When we decided to visit Hanoi Vietnam, of course we started to look at the various sights and attractions in the city. One thing jumped out at us as being a unique, once-in-a-lifetime experience – Hanoi Train Street.
What is Hanoi Train Street?
To us as Europeans, this really is a kind of urban phenomenon. Hanoi Train Street is a narrow street within the centre of Hanoi. Rather than being a normal road with car or motorbike traffic, it has actual real railway lines running through it. Homes and businesses literally open out onto the railway lines.
For the most part, the locals who live and move through there go about their day as with any other Hanoi street. Motorbikes zoom up and down the side of the railway lines. Local ladies cook delicious smelling foods, crouched over their seasoned cooking pots and surrounded by bundles of herbs and other fresh ingredients. Kids run around, crossing the tracks to each others houses. Animals snooze peacefully in the daytime sun.
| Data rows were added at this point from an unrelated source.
PR #305, opened 2025-02-21
ADR-1786 Support 'of <regime>' soft mutations in Welsh

davidfes:


app/forms/declareDuty/HowMuchDoYouNeedToDeclareFormProvider.scala
```diff
@@ -37,6 +37,6 @@ class HowMuchDoYouNeedToDeclareFormProvider @Inject() extends Mappings {
         "return.journey.error.lessThanExpected",
         messages(regime.regimeMessageKey)
```
matthew-goh, line 38: In the error messages where regime name is passed in directly (in this case return.journey.error.lessThanExpected), would we have to use regimeMessageSoftMutationKey here?

app/forms/declareDuty/TellUsAboutSingleSPRRateFormProvider.scala
```diff
@@ -37,6 +37,6 @@ class TellUsAboutSingleSPRRateFormProvider @Inject() extends Mappings {
         "return.journey.error.lessThanExpected",
         messages(regime.regimeMessageKey)
```
matthew-goh, line 38: For the error messages where regime name is passed in directly (in this case return.journey.error.lessThanExpected), would we have to use regimeMessageSoftMutationKey here?

matthew-goh (commented):
For the multiple SPR form, regime name comes after 'of' in the total litres error messages but not the pure alcohol ones. So the form formatter probably needs edits to accommodate this...

matthew-goh (approved):

PR #306, opened 2025-02-21
ADR-1834 Error summary link to checkbox and inline error message on "What do you need to declare?" page

matthew-goh:


app/views/declareDuty/WhatDoYouNeedToDeclareView.scala.html
```diff
@@ -38,7 +39,7 @@
     @formHelper(action = controllers.declareDuty.routes.WhatDoYouNeedToDeclareController.onSubmit(mode, regime), Symbol("autoComplete") -> "off") {
 
         @if(form.errors.nonEmpty) {
-            @govukErrorSummary(ErrorSummaryViewModel(form, errorLinkOverrides = Map("value" -> "value_0")))
+            @govukErrorSummary(ErrorSummaryViewModel(form, errorLinkOverrides = Map("rateBand" -> taxBandsViewModel.core.headOption.flatMap(_.id).getOrElse(""))))
```
matthew-goh, line 42: This links to the first checkbox, which in this case is always the first rate band under taxBandsViewModel.core.
Similar to other forms where at least one checkbox must be selected (e.g. Which types of alcoholic products do you need to declare?)

app/views/declareDuty/WhatDoYouNeedToDeclareView.scala.html
```diff
@@ -51,6 +52,13 @@
 
                 @paragraph(messages("whatDoYouNeedToDeclare.hint"), classes = Css.hintCssClass)
 
+                @if(form.errors.nonEmpty) {
+                    @errorMessage(
+                        errorText = messages(form.errors.head.messages.headOption.getOrElse("")),
+                        id = Some(s"${form.errors.head.key}-error")
+                    )
+                }
+
```
matthew-goh, line 61: Since the error message does not relate to a specific input field or group of checkboxes (there are 4 groups of checkboxes on the page), I created a new component for a standalone inline error message, which is displayed here if the error has occurred.

app/views/components/ErrorMessageStandalone.scala.html
```diff
@@ -0,0 +1,26 @@
...
+@import config.Constants.Css
+
+@this()
+
+@(errorText: String, id: Option[String] = None)(implicit messages: Messages)
+
+<p @id.map{id => id="@id"} class="@Css.errorMessageCssClass">
+    <span class="@Css.visuallyHiddenCssClass">@messages("error.prefix"):</span>
+    @errorText
+</p>
```
matthew-goh, line 26: Following HTML on https://design-system.service.gov.uk/components/error-message/

ajchilts:
This looks to solve the problem so am happy to approve. 👍 
Screenshot 2025-02-24 at 13 27 05
Screenshot 2025-02-24 at 13 26 55

ajchilts (approved):
LGTM - tested locally and attached screenshots.

app/views/declareDuty/WhatDoYouNeedToDeclareView.scala.html
simondrugan16, line 42: What would happen if this id was empty?

app/views/components/ErrorMessageStandalone.scala.html
simondrugan16: should there be a space after the colon in the message? Not sure if this would effect the way this gets read out by a screenreader ("Error:Error" vs "Error: Error")

app/views/declareDuty/WhatDoYouNeedToDeclareView.scala.html
matthew-goh: We would have Map("rateBand" -> "") and the link wouldn't go to any checkbox. Other forms with checkboxes do it similarly, e.g. Which types of alcoholic products do you need to declare?, Which of these spirits have you produced?

PR #307, opened 2025-02-21
ADR-1836: Fix hidden text for Usability and edit test.

Bradleigh-L:


matthew-goh (commented):
The new accessibility report mentions complete-return/quarterly-spirits-production/check-your-answers as another instance of this issue - the visually hidden text there makes sense, but doesn't match the summary list keys exactly. Should we change that too?

conf/messages.en
```diff
@@ -642,7 +642,7 @@ declareSpiritsTotal.para2.list2 = do not include feints remaining at the end of
 declareSpiritsTotal.checkYourAnswersLabel = Total of all spirits
 declareSpiritsTotal.error.nonNumeric = Total volume of spirits must be a number
 declareSpiritsTotal.error.required = Enter the total volume of spirits taken in litres of pure alcohol
-declareSpiritsTotal.change.hidden = the total volume of spirits you made this quarter
+declareSpiritsTotal.change.hidden =  total of all spirits
```
matthew-goh, line 645: Small thing but there's an extra space after the = !
I think we'd also change otherSpiritsProduced.change.hidden to match the key 'Other spirits produced'

matthew-goh (approved):
Approved after confirming in dev catch-up - since the spirits table was mentioned, they must want us to fix it like this

PR #308, opened 2025-02-21
ADR-1853 Support dynamic error messages to be translated to Welsh

davidfes:


matthew-goh (approved):
Seems good, also when running the frontend :)

ajchilts (changes requested):
Lets hold off merging anything else @davidfes until we have discussed the best foot forward given the discussion with the centre tech leads on 26/02.

davidfes:
Can close this - we're using the message file to do the work not the code.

However, at certain times of the day, everything gets cleared away from the tracks and all the locals disappear indoors or stand pressed back from the track. The train from Hanoi to Ho Chi Minh will zoom through at high speed, and then everything goes back to normal as if nothing had happened.
Where to find Hanoi Train Street
We had to ask at our hostel and luckily the Vietnamese receptionist knew what we were talking about. The map below shows you where you can find Hanoi Train Street. We walked along Phùng Hưng from the north where we could see the Vietnam Railways line. At one point along the way we saw some steps up to the lines, and from there you can walk along until you reach the narrow part of the street.
How to see the trains at Hanoi Train Street
First time – no joy!
We had read online that the trains come around 3pm and 7pm each day. Either we were unlucky, or the information was wrong. We had turned up at about 2:45pm on a Friday afternoon. We waited for about an hour. Most of the time was spent watching some very relaxed local builders throwing random stuff onto the tracks, and telling ourselves that if the train was really coming, they wouldn’t be doing that!
Eventually some other tourists told us that there would be no Vietnam train today. They said that had been told that we could come back at 7pm in the evening, or 3pm the next day. As it would be dark by 7pm, we decided to give that a miss.
Second time – we saw the train on Hanoi Train Street!
So at 2:45pm the next day, we took ourselves back to the same spot to wait it out again. This was the last day we were spending in Hanoi, as we would take the overnight train ourselves that evening. So we had all fingers and toes crossed that we would finally see the train.
3pm came and went, but somehow there was a different sense of anticipation in the air on this day. So we waited it out.
A little after 3:30pm, a local guy started frantically shooing all the local tourists away from the tracks. A few seconds later, the train Vietnam whooshed by!
It is a truly exhilarating experience. The train was towering above us, because we were standing at ground level and not on a platform. The engine itself is loud, but the train horn makes it all seem even more dramatic.
If you want to see for yourself how this is, watch our short vlog on Hanoi Train Street embedded below.
Train times for Hanoi Train Street
I have searched and searched online to try and find a definitive Vietnam train schedule for the trains passing through Hanoi Train Street. I would love it if our readers could see this and not have to waste the time we did on the first day. However, I have had no luck. All I can say is that popular wisdom says the trains pass through around 3pm and around 7pm each day.
Edit: One of our readers, Georgia, told us the times she found in one of the small cafes along the tracks.
Mon – Fri
7 pm; 7.45 pm; 9.30 pm; 10 pm
6 am; 9 am ; 11.20 am; 3.20 pm; 5.30 pm; 6 pm; 7 pm; 7.45 pm; 8.30 pm; 9 pm ; 11 pm
Safety note for visiting Hanoi Train Street
There were a lot of other tourists there with us. Some felt the need to be on the tracks until the last possible minute, when the local guy starting urging them away. This is a real train, it is not going to stop for silly Western tourists who cannot play by normal rules. If you want to experience Hanoi Train Street, then make sure that you are off the tracks in good time if you value your life.